• **DIRECTIONS FOR THIS TASK**: The listing below holds a line with "For sure :)" and a later line with "PR #8552, opened 2024-06-20". Write out those two lines and every line between them, exactly, and nothing else.
=====
PR #8501, opened 2024-06-07
Optimize comboBox item selection

ivandrofly:
The previous implementation of the comboBox resulted in the processing of all items every time. This commit optimizes this process by only dealing with visible items, thus improving efficiency. Calculations for the visible range are now included, starting from the top item and only iterating over visible items.

### DIFF
--- a/src/ui/Controls/NikseComboBox.cs
+++ b/src/ui/Controls/NikseComboBox.cs
@@ -1029,8 +1029,11 @@ namespace Nikse.SubtitleEdit.Controls
                     return;
                 }
 
-                var cachedCount = _listView.Items.Count;
-                for (var i = 0; i < cachedCount; i++)
+                var topItem = _listView.TopItem;
+                // calculate visible range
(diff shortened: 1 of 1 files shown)


src/ui/Controls/NikseComboBox.cs
```diff
@@ -1029,8 +1029,11 @@ private void EnsureListViewInitialized()
                     return;
                 }
 
-                var cachedCount = _listView.Items.Count;
-                for (var i = 0; i < cachedCount; i++)
+                var topItem = _listView.TopItem;
+                // calculate visible range
+                var count = Math.Min(topItem.Index + _listView.Bounds.Height / topItem.Bounds.Height, _listView.Items.Count);
+                
+                for (var i = topItem.Index; i < count; i++)
```
ivandrofly, line 1036: For example in subtitle format combobox, instead of looping through 300+ item we can just do it to 14/15 (visible items)

PR #8523, opened 2024-06-12
Update csproj files to the new Project Sdk format

ivandrofly:
Simplified and cleaned up the structure of multiple csproj files. This includes removing unnecessary tags and attributes, and adopting the new Project Sdk format. This change should have no functional impact but makes the project files streamlined and easier to read.

- Will make it easier to switch to the new .NETs

Note: The unit-test project is the only one complaining due to the unit-test runner having dependency on Visual Studio (it was left untouched for now)


niksedk:
Cool, that's surely a lot simpler :)

ivandrofly:
> Cool, that's surely a lot simpler :)

For sure :)

PR #8549, opened 2024-06-19
Refactor AutoTranslate code to use async/await

ivandrofly:
Removed the BackgroundWorker in the `nikseComboBoxEngine_SelectedIndexChanged` method, replacing it with async/await for better readability and performance. Extracted a `DownloadOllamaModelsAsync` method to download models, which also replaced the synchronous approach in `UpdateLocalModelsToolStripMenuItem_Click`.

Related to https://github.com/SubtitleEdit/subtitleedit/commit/c695ed7b351bb3b434f329b14fa81ea02fa69eb2

### DIFF
--- a/src/ui/Forms/Translate/AutoTranslate.cs
+++ b/src/ui/Forms/Translate/AutoTranslate.cs
@@ -6,7 +6,6 @@ using Nikse.SubtitleEdit.Forms.Options;
 using Nikse.SubtitleEdit.Logic;
 using System;
 using System.Collections.Generic;
-using System.ComponentModel;
 using System.Diagnostics;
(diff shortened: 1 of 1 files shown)


niksedk:
The UI was a bit better before.... can you fix this, so it does not block the UI?

ivandrofly:
> The UI was a bit better before.... can you fix this, so it does not block the UI?

I will take a look

ivandrofly:
> The UI was a bit better before.... can you fix this, so it does not block the UI?

Maybe you also mean not to disable the **combobox** while trying to get the models from ollama?
It was disable to prevent spamming with new request.

PR #8552, opened 2024-06-20
Implement async actions in spell checker

ivandrofly:
Refactored the spell-check actions and related functions in the SubtitleEdit application to be asynchronous, allowing for smoother user experience and improved application performance. All actions related to spelling correction have been turned into asynchronous tasks, leading to a more responsive user interface as now operations won't block the UI thread. Also, converted synchronous Hunspell suggestions to an async operation with timeout, reducing the risk for application freezing in case of delay in suggestions retrieval.

In short words, use thread-pool instead of creating a new thread every-time you are requesting word suggestion
as already known created new thread is very expensive!

### DIFF
--- a/src/ui/Forms/SpellCheck.cs
+++ b/src/ui/Forms/SpellCheck.cs
@@ -650,7 +650,7 @@ namespace Nikse.SubtitleEdit.Forms
         {
             try
             {
-                return await Task.Run(() => _hunspell.Suggest(word), NewAutoCancelTokenAfter3Sec().Token);
+                return await Task.Run(() => _hunspell.Suggest(word), NewAutoCancelTokenAfter3Sec().Token).ConfigureAwait(false);
             }
             catch (Exception e)
             {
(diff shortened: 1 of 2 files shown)


src/ui/Forms/SpellCheck.cs
```diff
@@ -659,40 +646,39 @@ public bool DoSpell(string word)
...
+        private async Task<List<string>> DoSuggestAsync(string word)
         {
-            var parameter = new SuggestionParameter(word, _hunspell);
-            var suggestThread = new System.Threading.Thread(DoWork);
-            suggestThread.Start(parameter);
-            suggestThread.Join(3000); // wait max 3 seconds
-            if (!parameter.Success)
+            try
+            {
+                return await Task.Run(() => _hunspell.Suggest(word), CancellationToken.None).ConfigureAwait(false);
```
ivandrofly, line 658: It's safe to resume on a thread-pool thread here since no interaction with the UI was done from this point!

PR #8588, opened 2024-06-29
Resources: Update

ivandrofly:
Update resource

### DIFF
--- a/src/ui/Forms/Ocr/GetTesseract302Dictionaries.cs
+++ b/src/ui/Forms/Ocr/GetTesseract302Dictionaries.cs
@@ -61,15 +61,12 @@ namespace Nikse.SubtitleEdit.Forms.Ocr
             {
                 comboBoxDictionaries.Items.Clear();
                 var doc = new XmlDocument();
-                using (var rdr = new StreamReader(stream))
-                using (var zip = new GZipStream(rdr.BaseStream, CompressionMode.Decompress))
+                using (var zip = new GZipStream(stream, CompressionMode.Decompress))
+                using (var reader = XmlReader.Create(zip, new XmlReaderSettings { IgnoreProcessingInstructions = true }))
                 {
-                    var data = new byte[195000];
-                    var bytesRead = zip.Read(data, 0, data.Length);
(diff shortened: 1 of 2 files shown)


src/ui/SubtitleEdit.csproj
```diff
@@ -242,15 +242,6 @@
...
     <Content Include="Icons\WaveformToggle.png" />
-    <Content Include="Resources\TesseractDictionaries.xml">
-      <SubType>Designer</SubType>
-    </Content>
-    <Content Include="Resources\HunspellBackupDictionaries.xml">
-      <SubType>Designer</SubType>
-    </Content>
-    <Content Include="Resources\HunspellDictionaries.xml">
-      <SubType>Designer</SubType>
-    </Content>
```
ivandrofly, line 253: These files are never part of the build, they are just used to update the `HunspellBackupDictionaries.xml.gz` and `HunspellDictionaries.xml` which are used as EmbeddedResource, so can be removed from the csproj as content.

src/ui/Forms/Ocr/GetTesseract302Dictionaries.cs
```diff
@@ -61,15 +61,12 @@ private void LoadDictionaryList(string xmlResourceName)
...
                 comboBoxDictionaries.Items.Clear();
                 var doc = new XmlDocument();
-                using (var rdr = new StreamReader(stream))
-                using (var zip = new GZipStream(rdr.BaseStream, CompressionMode.Decompress))
+                using (var zip = new GZipStream(stream, CompressionMode.Decompress))
+                using (var reader = XmlReader.Create(zip, new XmlReaderSettings { IgnoreProcessingInstructions = true }))
                 {
-                    var data = new byte[195000];
-                    var bytesRead = zip.Read(data, 0, data.Length);
-                    var s = System.Text.Encoding.UTF8.GetString(data, 0, bytesRead).Trim();
```
ivandrofly, line 69: Avoid cumbersome reading of the gzip file by using raw byte and also wrapping with `StreamReader`
This same reading technic was also used in `GetDictionary.cs`

PR #8621, opened 2024-07-12
Update async calls to use ConfigureAwait(false)

ivandrofly:
The code updates are primarily related to the usage of async calls across multiple translation services files. The async calls have been adjusted to use ConfigureAwait(false) for performance reasons and to avoid deadlocks. Changes are also made to several methods to make them asynchronously and thus improve the responsiveness of the operations.


niksedk:
Have you test all this?
I think this older http client is a bit strange sometimes...

ivandrofly:
> Have you test all this?

Tested with google api

ivandrofly:
> I think this older http client is a bit strange sometimes...

Old httpclient?

PR #8635, opened 2024-07-14
Refactor code to use GetCharactersPerSecond method in Paragraph class

ivandrofly:
Removed GetCharactersPerSecond method from the Utilities class and refactored all its references to use the equivalent method newly added in the Paragraph class. This refactoring resulted in cleaner, more object-oriented code and consolidated related logic in the Paragraph class.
=====
• **FINAL ANSWER**:
For sure :)

PR #8549, opened 2024-06-19
Refactor AutoTranslate code to use async/await

ivandrofly:
Removed the BackgroundWorker in the `nikseComboBoxEngine_SelectedIndexChanged` method, replacing it with async/await for better readability and performance. Extracted a `DownloadOllamaModelsAsync` method to download models, which also replaced the synchronous approach in `UpdateLocalModelsToolStripMenuItem_Click`.

Related to https://github.com/SubtitleEdit/subtitleedit/commit/c695ed7b351bb3b434f329b14fa81ea02fa69eb2

### DIFF
--- a/src/ui/Forms/Translate/AutoTranslate.cs
+++ b/src/ui/Forms/Translate/AutoTranslate.cs
@@ -6,7 +6,6 @@ using Nikse.SubtitleEdit.Forms.Options;
 using Nikse.SubtitleEdit.Logic;
 using System;
 using System.Collections.Generic;
-using System.ComponentModel;
 using System.Diagnostics;
(diff shortened: 1 of 1 files shown)


niksedk:
The UI was a bit better before.... can you fix this, so it does not block the UI?

ivandrofly:
> The UI was a bit better before.... can you fix this, so it does not block the UI?

I will take a look

ivandrofly:
> The UI was a bit better before.... can you fix this, so it does not block the UI?

Maybe you also mean not to disable the **combobox** while trying to get the models from ollama?
It was disable to prevent spamming with new request.

PR #8552, opened 2024-06-20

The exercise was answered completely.